Culture can explain why we do things, even if they appear to be irrational to outsiders. Justification is a different matter, though – if not, how could we complain if a Eugene Terre’Blanche, for example, cites culture as a reason to keep black slaves? Culture cannot serve alone as a reason for doing something.
Equally, culture should not serve as a reason to avoid intervening when needless deaths can be avoided. Last week, a caller to Radio702 recounted his experience of an initiation school (where a close friend of his happened to have died). The caller, Sam, explained that deaths were common thanks to initiates being deprived of water until the last week of proceedings, and also poorly fed – meaning that they had few physical reserves to cope with the gruelling nature of the rituals.
Furthermore, they would also be less able to fight off infection, more common as a result of the lack of qualifications of many who perform the circumcisions. All of these factors can be managed, and to some extent have been managed in Limpopo. This is clearly not the case in Mpumalanga.

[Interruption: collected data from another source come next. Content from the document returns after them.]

Issue #139, opened 2021-01-25
Remove custom SecureRandom implementation


SalusaSecondus:
Now that OpenSSL supports a sufficiently high quality RNG, we can remove our internal implementation of AES-CTR-DRBG and just use theirs. This reduces the amount of code we need to maintain and also opens up a path to supporting `SecureRandom` on `aarch64`  (see #40) as we will depend on OpenSSL for proper (re)seeding as well. (Our manual seeding solution is X86_64 only.)

Links for reference:
* https://www.openssl.org/docs/man1.1.1/man3/RAND_DRBG_new.html
* https://www.openssl.org/docs/man1.1.1/man3/RAND_DRBG_generate.html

Interviewed on eNCA, the MEC for Health in Mpumalanga said that, as a woman, she couldn’t get involved. Her precise words were: “This is a tradition. This is a tradition. So in other tradition whether there are deaths or what but a woman can’t come closer to that”. A competing tradition here involves avoiding needless death, and doing your job. Someone who chooses the tradition of turning a blind eye to death deserves to lose her job, at the very least, and seems at least partly responsible for any future deaths.
Appeals to culture, tradition and the like have causality entirely back-to-front: things could become cultural norms because they are good norms; but the fact that something is a cultural norm has no bearing on whether it’s a good or respectable norm or not. And a cultural practice in which there is no age of consent, poor or no medical oversight, and wilful ignorance on the part of government officials is problematic, to say the least.
“Only God knows who’s going to die, when” was Msebenzi Masombuka’s (a representative of King Mabhoko) comment following the deaths in Mpumalanga. Even if one does believe that, we’d still present ourselves as candidates for earlier or later deaths, through our actions or inactions.
Or sometimes, it’s others we present as candidates for an earlier death. And we sacrifice them on the altar of “culture”. In May 2013, culture killed at least 23 boys – yet we should respect it, just … because.